▸ Source data

Issue #212, opened 2026-05-28
[BUG] Component doesn't support space separated inputs


p1-dta:
## **Describe the bug**
When a space separated input is given, only the text before the space is considered as a param when plumber CLI is invoked.

## **To Reproduce**
- Include the component
- Set output_file input to "plumber report.json"
- Commit and push
- Notice the output file being "plumber": "Results written to: plumber"
- Notice the warning "WARNING: plumber report.json: no matching files. Ensure that the artifact path is relative to the working directory"

## **Expected behavior**
the output file should be "plumber report.json": "Results written to: plumber report.json"

## **Relevant versions and configuration files**
 - Docker image: "getplumber/plumber@sha256:03c2e2221a8f745d2a45c02b26bf4fe0be074eabca7428ac7086a8ff1d95b2dd" #v0.3.27
 - Gitlab Version SaaS
 - Plumber version v0.3.27
 - Default `.plumber.yaml`
 - Gitlab Component version: 7c78344

## **Relevant logs**
```
results written to: plumber
PBOM written to: plumber-pbom.json
PBOM (CycloneDX) written to: plumber-cyclonedx-sbom.json
GitLab SAST report written to: gl-sast-report.json
Uploading artifacts for successful job 00:03
Uploading artifacts...
WARNING: plumber report.json: no matching files. Ensure that the artifact path is relative to the working directory (/builds/namespace) 
```

Joseph94m:
Hi, I'll have a look at this asap

Joseph94m:
Merged ✅

PR #213, opened 2026-05-28
fix(#212): space separated inputs are now supported

p1-dta:
See issue #212

I took the liberty to remove unnecessary quotes. Only required quotes are left so all quotes are meaningful and purposefully placed.

### DIFF
--- a/templates/plumber.yml
+++ b/templates/plumber.yml
@@ -5,76 +5,76 @@ spec:
     # Requires a GitLab token with read_api + read_repository scopes (or api scope if mr_comment is enabled)
     # Set GITLAB_TOKEN as a CI/CD variable in Settings > CI/CD > Variables
     gitlab_token:
-      description: "GitLab API token (requires read_api + read_repository scopes, or api scope if mr_comment is enabled)"
+      description: GitLab API token (requires read_api + read_repository scopes, or api scope if mr_comment is enabled)
       default: $GITLAB_TOKEN
-    
+
     # Project configuration
     # These can be overridden but default to GitLab CI predefined variables
     project_path:
-      description: "Full path of the GitLab project to analyze"
+      description: Full path of the GitLab project to analyze
       default: $CI_PROJECT_PATH
     branch:
-      description: "Branch to analyze"
+      description: Branch to analyze
       default: $CI_COMMIT_REF_NAME
     server_url:
-      description: "GitLab instance URL"
+      description: GitLab instance URL
       default: $CI_SERVER_URL
     ci_config_path:
-      description: "CI configuration file path. Defaults to the GitLab predefined variable $CI_CONFIG_PATH (usually .gitlab-ci.yml). Override to point at a different file."
+      description: CI configuration file path. Defaults to the GitLab predefined variable $CI_CONFIG_PATH (usually .gitlab-ci.yml). Override to point at a different file.
       default: $CI_CONFIG_PATH
-    
+
     # Control configuration
     # Default conf can be found at https://gitlab.com/getplumber/plumber/-/blob/main/.plumber.yaml
     # Priority: 1) config_file input (if set), 2) .plumber.yaml in repo (if exists), 3) default config
     config_file:
-      description: "Path to your .plumber.yaml config file (relative to repo root). If not set, uses .plumber.yaml from repo if present, otherwise uses default config."
+      description: Path to your .plumber.yaml config file (relative to repo root). If not set, uses .plumber.yaml from repo if present, otherwise uses default config.
       default: ""
-    
+
     # Compliance configuration
     threshold:
-      description: "Minimum compliance percentage required to pass (0-100)"
+      description: Minimum compliance percentage required to pass (0-100)
       type: number
       default: 100
-    
+
     # Output configuration
     print_output:
-      description: "Print text output to stdout"
+      description: Print text output to stdout
       type: boolean
       default: true
     output_file:
-      description: "Write JSON results to file (optional, leave empty to skip)"
-      default: "plumber-report.json"
+      description: Write JSON results to file (optional, leave empty to skip)
+      default: plumber-report.json
     pbom_file:
-      description: "Write PBOM (Pipeline Bill of Materials) to file (optional, leave empty to skip)"
-      default: "plumber-pbom.json"
+      description: Write PBOM (Pipeline Bill of Materials) to file (optional, leave empty to skip)
+      default: plumber-pbom.json
     pbom_cyclonedx_file:
-      description: "Write PBOM in CycloneDX SBOM format for security tool integration (optional, leave empty to skip)"
-      default: "plumber-cyclonedx-sbom.json"
+      description: Write PBOM in CycloneDX SBOM format for security tool integration (optional, leave empty to skip)
+      default: plumber-cyclonedx-sbom.json
     glsast_file:
-      description: "Write a GitLab SAST report (gl-sast-report.json) so findings appear in the Security Dashboard and MR security widget. Auto-uploaded via artifacts:reports:sast. Leave empty to skip."
-      default: "gl-sast-report.json"
+      description: Write a GitLab SAST report (gl-sast-report.json) so findings appear in the Security Dashboard and MR security widget. Auto-uploaded via artifacts:reports:sast. Leave empty to skip.
+      default: gl-sast-report.json
 
     # Job configuration
     stage:
-      description: "Stage to run the job in"
-      default: ".pre"
+      description: Stage to run the job in
+      default: .pre
     image:
       description: "Docker image to use for the job"
       default: "getplumber/plumber@sha256:b429acc758d497da976c1783eda7b8a12d55f6e51bae6909c2741db0c35d4304" #v0.3.43
     allow_failure:
-      description: "Allow the job to fail without failing the pipeline"
+      description: Allow the job to fail without failing the pipeline
       default: false
       type: boolean
     verbose:
-      description: "Enable verbose/debug output for troubleshooting"
+      description: Enable verbose/debug output for troubleshooting
       default: false
       type: boolean
     mr_comment:
-      description: "Post/update a compliance summary comment on the merge request (requires api scope on the token)"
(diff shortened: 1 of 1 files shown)


Joseph94m:
@p1-dta  Thanks for taking this on. I ran the PR template end-to-end against a sandbox project (`gitlab.com/getplumber/examples/go-build-test-compliant`) before commenting, and I want to walk through what I found, because I think the diagnosis lands on a different line than the one this PR rewrites.

## Live runs against the PR template

Three pipelines, same component reference (`@quotes-unquotes`), three input shapes:

### A. Defaults only, no overrides

→ https://gitlab.com/getplumber/examples/go-build-test-compliant/-/jobs/14627158012

```
/bin/sh: eval: line 200: plumber-report.json: not found
WARNING: plumber-report.json: no matching files
WARNING: plumber-pbom.json: no matching files
WARNING: plumber-cyclonedx-sbom.json: no matching files
WARNING: gl-sast-report.json: no matching files
ERROR: Job failed: exit code 127
```

No spaces in any filename. Plain default usage. Exit 127, all four reports missing.

### B. The original #212 scenario reproduced

→ https://gitlab.com/getplumber/examples/go-build-test-compliant/-/jobs/14627249681

Inputs:
```yaml
output_file: "plumber report.json"
```

```
/bin/sh: eval: line 200: plumber report.json: not found
WARNING: plumber report.json: no matching files
WARNING: plumber-pbom.json: no matching files
WARNING: plumber-cyclonedx-sbom.json: no matching files
WARNING: gl-sast-report.json: no matching files
ERROR: Job failed: exit code 127
```

Same warning fingerprint as the original bug report. The other three artifacts are also missing despite their defaults being untouched, which tells me the regression is per value-flag, not per overridden input.

### C. All value-flag inputs explicitly empty

→ https://gitlab.com/getplumber/examples/go-build-test-compliant/-/jobs/14627307256

Inputs:
```yaml
output_file: ""
pbom_file: ""
pbom_cyclonedx_file: ""
glsast_file: ""
```

Exit 0. `/plumber analyze` runs to completion, compliance table renders. No `not found` lines anywhere. The artifact uploader still warns on the four empty paths but the job succeeds.

This is the only input shape I found where the PR's template runs cleanly, and it's the shape where every report artifact is disabled.

## What I think is happening

The image is `alpine:3.22`, so `/bin/sh` is busybox **ash**. In ash (and any POSIX shell), this line:

```sh
OUTPUT_FLAG=--output "plumber-report.json"
```

parses as a *transient* assignment (`OUTPUT_FLAG=--output`, scoped to one command) followed by an attempt to execute `"plumber-report.json"` as a command. That's where the `not found` and the exit 127 come from. `OUTPUT_FLAG` never gets set, the `--output` flag never reaches `/plumber analyze`, no report is written.

The deeper issue: the actual root cause of #212 wasn't the assignment form, it was the **unquoted `$OUTPUT_FLAG`** at the call site word-splitting on whitespace. That's why the original bug split `--output plumber report.json` into three argv entries. This PR rewrites the assignment but leaves the call site unquoted, so the bug just changes shape from "wrong split" to "flag silently dropped", and now it fires on the default case too.

Pipeline C confirms this: when every value flag is empty, the `if [ -n "..." ]` guards short-circuit and the broken assignment line never runs, so the script makes it to `/plumber analyze` without tripping. Anything else breaks.

## A direction worth considering

The shape that fixes both the assignment *and* the call site in POSIX (so it works under ash without bash, which the image doesn't ship) is the positional accumulator:

```sh
set --
[ -n "$[[ inputs.output_file ]]" ]   && set -- "$@" --output "$[[ inputs.output_file ]]"
[ -n "$[[ inputs.pbom_file ]]" ]     && set -- "$@" --pbom   "$[[ inputs.pbom_file ]]"
[ "$[[ inputs.verbose ]]" = "true" ] && set -- "$@" --verbose
# …
/plumber analyze --gitlab-url "$[[ inputs.server_url ]]" ... "$@"
```

Populated flags get appended as distinct argv entries that `"$@"` preserves verbatim; empty flags simply aren't appended, so there's no stray-empty-argv to leak. Does that fit the style you were going for?

## One meta-point on test coverage

`make test` passes on this branch because `templates/plumber.yml` isn't exercised by anything in the Go suite. That's how a regression this wide would land unnoticed. Would it be worth a small CI job that runs the component end-to-end against a fixture project (default inputs + `output_file: "plumber report.json"`), so #212 and its cousins get caught automatically next time?

Happy to be wrong if you can share a green pipeline using the PR template with non-empty defaults. Otherwise, want to push a follow-up using `set --` so the call-site word-splitting and the assignment both land in one go? Thanks again for digging into this.

p1-dta:
> @p1-dta Thanks for taking this on. I ran the PR template end-to-end against a sandbox project (`gitlab.com/getplumber/examples/go-build-test-compliant`) before commenting, and I want to walk through what I found, because I think the diagnosis lands on a different line than the one this PR rewrites.
> ## Live runs against the PR template
> 
> Three pipelines, same component reference (`@quotes-unquotes`), three input shapes:
> ### A. Defaults only, no overrides
> 
> → https://gitlab.com/getplumber/examples/go-build-test-compliant/-/jobs/14627158012
> 
> ```
> /bin/sh: eval: line 200: plumber-report.json: not found
> WARNING: plumber-report.json: no matching files
> WARNING: plumber-pbom.json: no matching files
> WARNING: plumber-cyclonedx-sbom.json: no matching files
> WARNING: gl-sast-report.json: no matching files
> ERROR: Job failed: exit code 127
> ```
> 
> No spaces in any filename. Plain default usage. Exit 127, all four reports missing.
> ### B. The original #212 scenario reproduced
> 
> → https://gitlab.com/getplumber/examples/go-build-test-compliant/-/jobs/14627249681
> 
> Inputs:
> 
> ```yaml
> output_file: "plumber report.json"
> ```
> 
> ```
> /bin/sh: eval: line 200: plumber report.json: not found
> WARNING: plumber report.json: no matching files
> WARNING: plumber-pbom.json: no matching files
> WARNING: plumber-cyclonedx-sbom.json: no matching files
> WARNING: gl-sast-report.json: no matching files
> ERROR: Job failed: exit code 127
> ```
> 
> Same warning fingerprint as the original bug report. The other three artifacts are also missing despite their defaults being untouched, which tells me the regression is per value-flag, not per overridden input.
> ### C. All value-flag inputs explicitly empty
> 
> → https://gitlab.com/getplumber/examples/go-build-test-compliant/-/jobs/14627307256
> 
> Inputs:
> 
> ```yaml
> output_file: ""
> pbom_file: ""
> pbom_cyclonedx_file: ""
> glsast_file: ""
> ```
> 
> Exit 0. `/plumber analyze` runs to completion, compliance table renders. No `not found` lines anywhere. The artifact uploader still warns on the four empty paths but the job succeeds.
> 
> This is the only input shape I found where the PR's template runs cleanly, and it's the shape where every report artifact is disabled.
> ## What I think is happening
> 
> The image is `alpine:3.22`, so `/bin/sh` is busybox **ash**. In ash (and any POSIX shell), this line:
> 
> ```shell
> OUTPUT_FLAG=--output "plumber-report.json"
> ```
> 
> parses as a _transient_ assignment (`OUTPUT_FLAG=--output`, scoped to one command) followed by an attempt to execute `"plumber-report.json"` as a command. That's where the `not found` and the exit 127 come from. `OUTPUT_FLAG` never gets set, the `--output` flag never reaches `/plumber analyze`, no report is written.
> 
> The deeper issue: the actual root cause of #212 wasn't the assignment form, it was the **unquoted `$OUTPUT_FLAG`** at the call site word-splitting on whitespace. That's why the original bug split `--output plumber report.json` into three argv entries. This PR rewrites the assignment but leaves the call site unquoted, so the bug just changes shape from "wrong split" to "flag silently dropped", and now it fires on the default case too.
> 
> Pipeline C confirms this: when every value flag is empty, the `if [ -n "..." ]` guards short-circuit and the broken assignment line never runs, so the script makes it to `/plumber analyze` without tripping. Anything else breaks.
> ## A direction worth considering
> 
> The shape that fixes both the assignment _and_ the call site in POSIX (so it works under ash without bash, which the image doesn't ship) is the positional accumulator:
> 
> ```shell
> set --
> [ -n "$[[ inputs.output_file ]]" ]   && set -- "$@" --output "$[[ inputs.output_file ]]"
> [ -n "$[[ inputs.pbom_file ]]" ]     && set -- "$@" --pbom   "$[[ inputs.pbom_file ]]"
> [ "$[[ inputs.verbose ]]" = "true" ] && set -- "$@" --verbose
> # …
> /plumber analyze --gitlab-url "$[[ inputs.server_url ]]" ... "$@"
> ```
> 
> Populated flags get appended as distinct argv entries that `"$@"` preserves verbatim; empty flags simply aren't appended, so there's no stray-empty-argv to leak. Does that fit the style you were going for?
> ## One meta-point on test coverage
> 
> `make test` passes on this branch because `templates/plumber.yml` isn't exercised by anything in the Go suite. That's how a regression this wide would land unnoticed. Would it be worth a small CI job that runs the component end-to-end against a fixture project (default inputs + `output_file: "plumber report.json"`), so #212 and its cousins get caught automatically next time?
> 
> Happy to be wrong if you can share a green pipeline using the PR template with non-empty defaults. Otherwise, want to push a follow-up using `set --` so the call-site word-splitting and the assignment both land in one go? Thanks again for digging into this.

Hi, thanks for the feedback. I replicated your errors, you are correct. I am confused as I remember doing some testing and it was working, but maybe it was an already better version of the template ? Since the plumber CICD doesn't check the template, I have multiple other repo for testing and I might have confuse which version I wanted to use. Your suggestion to fix all issues what my original solution but I looked for an intermediary step, trying to first address the quote error before performing a refactoring for readability. Then, I got confuse in my testing.

I updated the MR with my refactoring code, originally planned for a subsequent MR, and from my own testing, this one should works.

Joseph94m:
@p1-dta Done reviewing. Rebased and resolved a conflict with main.
Can merge when pipeline is green.

I tested on the same project as I did before - all the scenarios and it works.

Thanks for the PR.

Joseph94m (approved):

▸ The task
Wherever the word "rewrites" turns up in the material, copy the whole line.

▸ Result
@p1-dta  Thanks for taking this on. I ran the PR template end-to-end against a sandbox project (`gitlab.com/getplumber/examples/go-build-test-compliant`) before commenting, and I want to walk through what I found, because I think the diagnosis lands on a different line than the one this PR rewrites.
The deeper issue: the actual root cause of #212 wasn't the assignment form, it was the **unquoted `$OUTPUT_FLAG`** at the call site word-splitting on whitespace. That's why the original bug split `--output plumber report.json` into three argv entries. This PR rewrites the assignment but leaves the call site unquoted, so the bug just changes shape from "wrong split" to "flag silently dropped", and now it fires on the default case too.
> @p1-dta Thanks for taking this on. I ran the PR template end-to-end against a sandbox project (`gitlab.com/getplumber/examples/go-build-test-compliant`) before commenting, and I want to walk through what I found, because I think the diagnosis lands on a different line than the one this PR rewrites.
> The deeper issue: the actual root cause of #212 wasn't the assignment form, it was the **unquoted `$OUTPUT_FLAG`** at the call site word-splitting on whitespace. That's why the original bug split `--output plumber report.json` into three argv entries. This PR rewrites the assignment but leaves the call site unquoted, so the bug just changes shape from "wrong split" to "flag silently dropped", and now it fires on the default case too.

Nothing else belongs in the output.